By the time we reach her backyard, both of us were exhausted from taking turns carrying the burden of our catch. We heaved the sack atop Grandma’s picnic table. The burlap writhed and wriggled anew, and I was dismayed that Old Snapper hadn’t been knocked unconscious by my efforts to smack him against the ground when Grandma Rose wasn’t looking. I didn’t want him to see what I knew was coming.
Grandma Rose told me to fetch a hatchet from her lawnmower shed as well as the metal rack from her charcoal grill. I found them hanging from hooks on the shed wall and took them to her. The rack unhinged into two separate pieces, wire half-moons with a small gap in the center. I held one above the bag as Grandma began to work Old Snapper out, using the weight of her body to pin him to the table. At the first sign of his head, I was to lock my makeshift pillory around his neck. My stomach roiled with anticipation, leaden circles tumbling inside.
Too soon the turtle’s head jerked free; I wasn’t fast enough. Old Snapper whipped around, dragged his hooked beak across Grandma’s palm in the split-second before I clamped the metal tight around him.
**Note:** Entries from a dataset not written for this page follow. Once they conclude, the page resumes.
PR #7163, opened 2019-04-01
Retry on connection timeout

VincentBailly:
**Summary**

yarn install randomly fails with a ETIMEDOUT error even though we have not reached the user defined timeout. In some cases, ETIMEDOUT error is not due to user defined timeout but to network instabilities, in such cases we should retry connecting (as we already do for ESOCKETTIMEDOUT errors)

**Test plan**

We tested this fork in production for a few days, no new issues or perf regression was observed, and the issue was fixed.

### DIFF
--- a/CHANGELOG.md
+++ b/CHANGELOG.md
@@ -4,6 +4,8 @@ Please add one entry in this file for each change in Yarn's behavior. Use the sa
 
 ## Master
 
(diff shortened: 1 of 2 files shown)


VincentBailly:
See issue #7163

arcanis:
LGTM, thanks 👍

PR #7207, opened 2019-04-19
Runtime wrapper handling

GawainLynch:
Summary
-------

On each run of Yarn, a directory is created under the OS tmpdir with the following format:
```
path.join(os.tmpdir(), `yarn-${prefix || ''}-${Date.now()}-${Math.random()}`);
```

As these directories are not currently cleaned up by Yarn, they quickly become numerous and start eating up space. This can be problematic when the tmpdir has been mounted on `ramfs`/`tmpfs`, or on a CI machine that runs endlessly … with nobody watching disc usage … 'cause "it's just CI, not my job".

This PR offers two ways to approach this, happy to drop one, or the other, or both if it isn't a match for the project :smiley_cat: 

### Option 1 — `--wrapper-folder <path>`

This allows the end-user to optionally specify a location to dump this data, e.g. a nice big chunk of slow storage.

### Option 2 — Remove wrapper folder post-execution

I have my mother in my head right now reminding me to clean up my Lego when I was done playing. That memory & its metaphor seems to do a good job of explaining the rationale here.

Test plan
---------

Test all the thingz!

Seriously, I'm a huge believer in writing good quality tests and will gladly add them to this PR. I held back on adding them to the initial submission as I wasn't sure where/what would be a good fit.

So if the PR is deemed to be eligible for inclusion, I'll happily add some tests if someone could, in exchange, give me a very quick pointer on where the coverage should go.

Thank you all for a wonderful tool! :+1:

### DIFF
--- a/__tests__/commands/_helpers.js
+++ b/__tests__/commands/_helpers.js
@@ -88,6 +88,7 @@ export function makeConfigFromDirectory(cwd: string, reporter: Reporter, flags: 
       ignoreScripts: flags.ignoreScripts,
       globalFolder: flags.globalFolder || path.join(cwd, '.yarn-global'),
       cacheFolder: flags.cacheFolder || path.join(cwd, '.yarn-cache'),
+      wrapperFolder: flags.wrapperFolder || path.join(cwd, '.yarn-wrapper'),
       linkFolder: flags.linkFolder || path.join(cwd, '.yarn-link'),
       prefix: flags.prefix,
       production: flags.production,
--- a/src/cli/commands/global.js
+++ b/src/cli/commands/global.js
@@ -51,6 +51,7 @@ async function updateCwd(config: Config): Promise<void> {
     binLinks: true,
     globalFolder: config.globalFolder,
     cacheFolder: config._cacheRootFolder,
+    wrapperFolder: config.wrapperFolder,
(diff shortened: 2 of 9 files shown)


DarrenCook:
Disclaimer: I know nothing about yarn internals.

Option 2 seems the more sensible one.
I took a look at your code (but haven't run it). Looks fine. It seems src/util/fs.js turns the `fs` functions into promisified versions, so my only thought was if you should be waiting for that promise to resolve? But your patch is inside a Promise constructor... and I'm not sure what complexity that adds.

I wonder if your unlink line can instead be tacked on to the Promise being returned, something like this:

```
  return queue.push(
    key,
    (): Promise<string> =>
new Promise((resolve, reject) => {
   //...
   }
   .catch(e => {fs.unlink(opts.env[constants.WRAPPER_FOLDER]);throw e;} )
   .then( s => fs.unlink(opts.env[constants.WRAPPER_FOLDER]) )
   //...
```

(Just adding the `then()` felt nice and clean; but I realized it would not delete the directory if an error was being thrown, so I've added the catch and rethrow.)


Anyway, thanks for taking the initiative with a patch - I've also been wondering why my /tmp/ directory is full of yarn directories! I hope someone gets back to you with advice on suitable tests.

Issue #1648, opened 2016-11-03
Installer does not set PATH correctly on windows


nukedbit:
After installing yarn on my machine i noticed that the command was not found because the content was installed on C:\Program Files (x86)\Yarn\bin, but PATH was set to be under User AppData folder, manually setting the environment variable fixed the issue.

**OS:** Windows 10 (1511 build 10586.164)
**Node:** v6.5.0

dhruvdutt:
Did you install with chocolatey or normal MSI installer?

nukedbit:
Sorry i forgot to mention that i installed it with MSI

Daniel15:
Strange... It should definitely be adding `c:\Program Files (x86)\Yarn\bin` to the path, see here: https://github.com/yarnpkg/yarn/blob/master/resources/winsetup/Yarn.wxs#L30-L38

Note that `c:\Program Files (x86)\Yarn\bin` is added to the **system** path, while the AppData path is added to the **user** path. The AppData path is for modules you install globally through Yarn, while the system path is for Yarn itself.

raniesantos:
Hi @Daniel15 I read your comment above about the two different paths for program files and for appdata. What exactly is the purpose of the user/appdata yarn path? In the image I posted below, my environment variable editor displays an error saying 'Invalid path'.

What exactly does this mean and will it cause any problems in my usage of Yarn?

![capture](https://cloud.githubusercontent.com/assets/8528269/20024794/bcdc6c64-a323-11e6-801e-5c2bf86226da.JPG)

Daniel15:
> What exactly is the purpose of the user/appdata yarn path? 

It's supposed to be for packages you install globally (eg. `yarn global install foo`), I think there's some bugs at the moment and it's placing those modules in the wrong directory. Yarn should still work without it.

jcbvm:
I had the same problem, on my laptop there was no problem, but for my desktop at work I had to add an extra backslash to the end of the path, so `\bin\` instead of `\bin`

Jake-Shadle:
@jcbvm's fix worked for me as well.

ptpaterson:
Installation with the MSI (downloaded today) installed to `C:\Program Files (x86)\Yarn\bin\`, but the PATH variable was updated to `\AppData\Local\Yarn\.bin`.  I may be more confused by the extra period in `\.bin`.

changing PATH variable to `C:\Program Files (x86)\Yarn\bin\` (noting extra `\` at the end) solved the problem.

[...]

PR #7209, opened 2019-04-19
Remove trailing slash from path element

magnushiie:
**Summary**

Every character in Windows environment is a precious resource, should not append an unnecessary slash at the end.

Furthermore, it's inconsistent with the missing trailing slash in the AppData path a few lines below.

### DIFF
--- a/resources/winsetup/Yarn.wxs
+++ b/resources/winsetup/Yarn.wxs
@@ -35,7 +35,7 @@
 				<Environment
 					Id="Path"
 					Name="PATH"
-					Value="[INSTALLDIR]bin\"
+					Value="[INSTALLDIR]bin"
 					Permanent="no"
 					Part="last"
 					Action="set"


magnushiie:
Note, this reverts a recent change by @derekellison #5387 - that PR mentions that the trailing slash is "as per windows path requirements", there is no requirement for a trailing slash in PATH elements - most of the Windows system paths do not have a trailing slash.

arcanis:
Ping @derekellison - I don't use Windows so I can hardly vouch for any approach here. #5387 mentions it fixes a bug, can you detail which one and how that's a fix?

magnushiie:
I've been using a build with this change for over 2 weeks and it works fine. Maybe the bug was just referring to the opinion that path elements should have a trailing slash.

I would like to get this PR off my pending PR list, can we merge this?

magnushiie:
@arcanis it seems @derekellison is not here to respond - can we merge this? I think #5387 wasn't a bug fix and was a mistake.

derekellison:
This was a bug in windows a few years ago - not sure if its still an issue. See this for background of the issue: https://github.com/yarnpkg/yarn/issues/1648

magnushiie:
I believe these comments do not support the conclusion that adding a backslash fixed it - it was probably rather the manual updating the environment variables via the UI that triggered the refresh. I didn't see there any evidence of a process having a PATH correctly set up (without the trailing backslash) and not being able to find yarn.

Blood inked the pale parchment of her skin. I had failed her. But Grandma did not cry out, she merely pressed harder, lying upon the creature the way a man might lie against a woman--resolute, insistent. With her wounded hand, Grandma Rose reached for the hatchet. One well-placed chop is all it took. The turtle’s head fell to the ground, jaw gaping. His legs kicked, one last electric jolt.
After I pulled the metal away, Grandma flipped the dead turtle over. “Go to the shed again,” she told me. “You’ll find an old tent spike in a bucket on the floor.”
I delivered the metal stake to her and watched her pound it through bone, the flat end of her hatchet producing a harsh staccato. She was sweating hard now, smelling of talcum and chalky mints, of mud and metallic blood. Her wig had lost its luster--a gray, limp dust mop sliding down her forehead. Only after securing the turtle to the roughhewn table did Grandma Rose lift her hand to inspect the damage to her palm. Drops the color of blackberry juice trailed down her wrist, falling one by one into the pool encircling the turtle.
Without a word, I hurried to my grandmother’s bathroom. There I found disinfectant and gauze. I headed outside again. The day’s bright light made me squint as I elbowed open the kitchen’s screen door and made my way down the back porch stairs. Pain lunged anew deep inside my belly, but I swallowed it down. I crossed the lawn, took Grandma Rose’s large hand inside my own, and began to clean her cut, to wrap her wound—my grandmother’s quiet conveying trust and her unspoken need of me. Beside us, dragon blood drained into the ground. Soon Grandma and I would carry fresh meat inside the cool stillness of her kitchen. We would set a pot atop the stove. Strike a flame, boil the water, eat our soup and pretend to be satisfied.